Marshall McLuhan claimed that “Media is the extensions of man”, which forms and structures how we perceive and understand the world. Indeed, as the techno-determinism espoused that the key challenge of communication and media in the 21st century is the disappearance of media [3]. And Mark Deuze emphasized that we live in, rather than with media. We have got accustomed to the technology around us which shapes our life and gives us reality, even taken it to granted. At the same time, media becomes pervasive and ubiquitous. It is not easy for us to realize that we actually live in a parallax reality, as Slavoj Žižek’s theroy[10], where people engage with reality on the basis of a constant moving in between idealism and materialism [3]. In other words, on one hand we have to face the reality of our daily life, on the other hand, we immerse in the world we perceive via media.

When it comes to culture heritage, the instances of properties and sites with archaeological, aesthetic and historical value, how can digital media impact on it, especially on the “aura” that Walter Benjamin accentuated [2]? If we consider it in the theory of Deuze, digital media itself becomes part of cultural heritage and that is one of the reasons we utilize it more and more. “We become what we behold that we shape our tools and thereafter our tools shape us.”[8] McLuhan argued that we should perceive the world in a brand new way, embedded in knowledge structure and societal transformations. We human beings invented new media technologies and utilized them as our extensions, but it’s not the end.

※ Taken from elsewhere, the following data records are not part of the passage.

PR #7209, opened 2019-05-20
Remove `PlotReport.available()` check in glance example

niboshi:
This example already requires `matplotlib`, so this check has no effect.
More importantly, it is nonessential for learning Chainer at a glance.


Crissman:
Jenkins, test this please.

Crissman:
Jenkins issue looks unrelated.

PR #7211, opened 2019-05-20
[RFC] Improve coding style in examples

niboshi:
* Avoid `from chainer import training` which I think is not normally done by ordinary users.
  * Additionally I don't think this is good in examples, because it makes less apparent about where `training.updaters.StandardUpdater` is acually located.
* When breaking lines, put a single argument in each line. This is easier to read and recommended in [OpenStack guideline](https://docs.openstack.org/hacking/latest/user/hacking.html#calling-methods).
* Avoid `a if b else c`, which is difficult to read.
* Some other minor fixes.

### DIFF
--- a/examples/mnist/train_mnist.py
+++ b/examples/mnist/train_mnist.py
@@ -4,7 +4,6 @@ import argparse
 import chainer
 import chainer.functions as F
 import chainer.links as L
-from chainer import training
 from chainer.training import extensions
 import chainerx
 
@@ -54,6 +53,7 @@ def main():
     args = parser.parse_args()
 
     device = chainer.get_device(args.device)
+    device.use()
 
     print('Device: {}'.format(device))
     print('# unit: {}'.format(args.unit))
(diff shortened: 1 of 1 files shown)


niboshi:
Requesting for comments.
If these fixes are acceptable, I would like to apply to all other examples.

crcrpar:
> * Avoid `from chainer import training` which I think is not normally done by ordinary users.

I don't think so personally, because one famous chainer implementation does this.
https://github.com/pfnet-research/sngan_projection/blob/e84b1a5f604de5fec268f37c3f26478e80b7f475/train.py#L6-L9

niboshi:
@crcrpar 
It seems the code was based on one of Chainer examples.
I guess not many people would have written this way by their own.
That may be just a guess, but there is more concrete reason to avoid that (restating what I wrote above):
* For those who are not familiar with Chainer, it's more difficult to figure out actual location of identifiers like `training.updaters.StandardUpdater`. They have to go back to the top  of the script to check.

It would be fine if we were going to say it's a convention (like `F` or `extensions`), but I don't think this is the case.

PR #7212, opened 2019-05-20
Improve code in `testing.backend.BackendConfig`

niboshi:


chainer/testing/backend.py
```diff
@@ -64,20 +61,16 @@ def _adjust_params(self):
...
     def device(self):
         if self._device is None:
             if self.use_cuda:
-                device = chainer.get_device(
-                    chainer.backends.cuda.Device(self.cuda_device))
+                device = backend.GpuDevice.from_device_id(self.cuda_device)
             elif self.use_chainerx:
-                device = chainer.get_device(self.chainerx_device)
+                device = backend.ChainerxDevice(
+                    chainerx.get_device(self.chainerx_device))
```
hvy: I prefer the previous simpler version 🤔

niboshi: Yes, and that makes the code safer.
For example, if `self.chainerx_device` was `1` for some reason, the previous code would not cause any error here.

hvy: Okay, thank you for the explanation. I think that the user input validation should take place before reaching this line if any but that's maybe another story.

hvy:
Jenkins, test this please.

hvy:
Failures seems unrelated. LGTM!

PR #7213, opened 2019-05-20
Print only non-default parameters in `testing.backend.BackendConfig`

niboshi:
To more easily figure out the configuration.


niboshi:
It was pointed out that if a default parameter that is significant for a test is explicitly given, this PR won't print that parameter. We may distinguish explicit parameters, but I don't have a strong motivation to implement it for now. So I'm closing the issue.

PR #7215, opened 2019-05-20
Fix sentiment example test

### LINKED ISSUE #7100: `test_thin_stack.py` is failing
The following test file in the sentiment analysis example fails. https://github.com/chainer/chainer/blob/master/examples/sentiment/test_thin_stack.py

It is a part of an example and is thus not tested by the CI. I have not yet investigated the cause nor the effects but the loss on the training data seems to decrease.

niboshi:
Fixes #7100

### DIFF
--- a/examples/sentiment/test_thin_stack.py
+++ b/examples/sentiment/test_thin_stack.py
@@ -64,7 +64,7 @@ class TestThinStackGet(unittest.TestCase):
 
         self.assertIsNone(i.grad)
         # Thin stack reueses the same gradient array.
-        self.assertIs(s.grad, t.grad)
+        self.assertIs(s.grad, gt_data)
 
     def test_backward_cpu(self):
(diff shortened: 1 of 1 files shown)


hvy:
Thanks for the fix. Was wondering if you could you motivate the introduction of the new test directory?

niboshi:
Simply it's inconvenience to be in separate directories if we're going to test it in CI.
That can be a separate PR if you prefer.

hvy:
Thanks for the clarification. It sound to me like the scope is a bit widened although it makes perfect sense to run this test in the CI... How about discussing how to run them in the CI in a different issue, making this PR minimal?

niboshi:
OK. Removed the move of the file.

hvy:
Jenkins, test this please.

hvy:
Jenkins, test this please.

hvy:
Failure is unrelated. LGTM!

PR #7216, opened 2019-05-20
Clear outputs in `FunctionNode.unchain`

niboshi:
From the documentation, I expect `outputs` to be cleared as well (even though they're weak refs).

Additionally I put an error message for ChainerX fallback function nodes.


beam2d:
Jenkins, test this please.

beam2d:
The CI error is not related. LGTM.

In the field of culture, these tools facilitate our research, preservation and exhibition of cultural heritage, which change the way we interpret it and bring more possibilities beyond their original purposes.

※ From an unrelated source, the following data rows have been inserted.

PR #7225, opened 2019-05-21
Support device specifiers in MNIST model parallel example

asi1024:
Some more internal fixes are needed to support ChainerX.

### DIFF
--- a/examples/mnist/train_mnist_model_parallel.py
+++ b/examples/mnist/train_mnist_model_parallel.py
@@ -1,11 +1,13 @@
 #!/usr/bin/env python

The future of cultural heritage appears less indistinct with the development of technology and should go in the way of digital, immersion and interaction.

Digital

Manovish argued in his book that new media can be divided into two layers: cultural layer and computer layer [7]. What we are doing on cultural heritage is to transcode it so that the two layers combine. But that is just the beginning.

The digitalization has the apparent application in the preservation of culture heritage. For example, in the archaeology project, 3D Digging in Catalhoyuk, Turkey conducted by Maurizio Forte, 3D technology and virtual simulation system promoted the virtual restoration of the site. [1]

Digging is a destructive process, and some of the sites were too fragile to preserve. There are four key issues in archaeological fieldwork and research: the reversibility of the excavation process, the accessibility and elaboration of data during the interpretation process, and the final representation and communication of the data-knowledge [1].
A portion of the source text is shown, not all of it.